The LCM of 9 and 16 is 144. To find the LCM of 9 and 16, we need to find the multiples of 9 and 16 (multiples of 9 = 9, 18, 27, 36 . . . . 144; multiples of 16 = 16, 32, 48, 64 . . . . 144) and choose the smallest multiple that is exactly divisible by 9 and 16, i.e., 144.

What is the Least Perfect Square Divisible by 9 and 16?

The least number divisible by 9 and 16 = LCM(9, 16)
LCM of 9 and 16 = 2 × 2 × 2 × 2 × 3 × 3 [No incomplete pair]
⇒ Least perfect square divisible by each 9 and 16 = 144 [Square root of 144 = √144 = ±12]
Therefore, 144 is the required number.

How to Find the LCM of 9 and 16 by Prime Factorization?

To find the LCM of 9 and 16 using prime factorization, we will find the prime factors, (9 = 3 × 3) and (16 = 2 × 2 × 2 × 2).
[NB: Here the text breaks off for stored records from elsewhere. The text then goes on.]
PR #393, opened 2023-07-04
Update 10_prepare-home-config.sh

ramirezfranciscof:
The `.ssh` folder may already exist before we run the initialization files (for example, if users need to set up keys via Dockerfile commands).


ramirezfranciscof:
Not the problem

PR #394, opened 2023-07-05
Configure Jupyter server to kill Python kernels after 12 hours

### LINKED ISSUE #378: Configure Jupyter server to kill idle python kernels
When the jupyter notebook server looses a connection to the frontend, it seems it will keep retrying indefinitely, which may lead to a memory leak as discussed in https://github.com/aiidalab/issues/issues/13. Moreover, it will leave the python kernel running indefinitely which needlessly consumes resources.

We need to configure the server to automatically kill inactive connections and kernels. Here are some resources on this:

https://discourse.jupyter.org/t/which-is-the-correct-way-to-cull-idle-kernels-and-notebook/8123
https://voila.readthedocs.io/en/latest/customize.html#cull-idle-kernels
https://github.com/jupyter/notebook/issues/4634

danielhollas:
When a Jupyter notebook server looses a connection to the frontend, it keeps the messages in a buffer. If there is a background thread running and trying to update the frontend, the buffer grows indefinitely, eventually consuming all available RAM. See https://github.com/aiidalab/issues/issues/13 for detailed analysis. 

Moreover, it will leave the python kernel running indefinitely which needlessly consumes resources.

We could turn this behaviour off by setting `buffer_offline_messages=False`,  but that may come with other problems for people with flaky internet connections. Instead, here we configure Jupyter to kill all kernels that have been alive for more than 12 hours. We also close all inactive terminals after 10 minutes.

Closes #378. Closes https://github.com/aiidalab/issues/issues/13


unkcpz (approved):
@danielhollas thanks for looking at this! Very important performance enhancement.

LCM of 9 and 16 is the product of prime factors raised to their respective highest exponent among the numbers 9 and 16.
⇒ LCM of 9, 16 = 2⁴ × 3² = 144.

What is the Relation Between GCF and LCM of 9, 16?

The following equation can be used to express the relation between GCF and LCM of 9 and 16, i.e. GCF × LCM = 9 × 16.

If the LCM of 16 and 9 is 144, Find its GCF.

LCM(16, 9) × GCF(16, 9) = 16 × 9
Since the LCM of 16 and 9 = 144
⇒ 144 × GCF(16, 9) = 144
Therefore, the greatest common factor (GCF) = 144/144 = 1.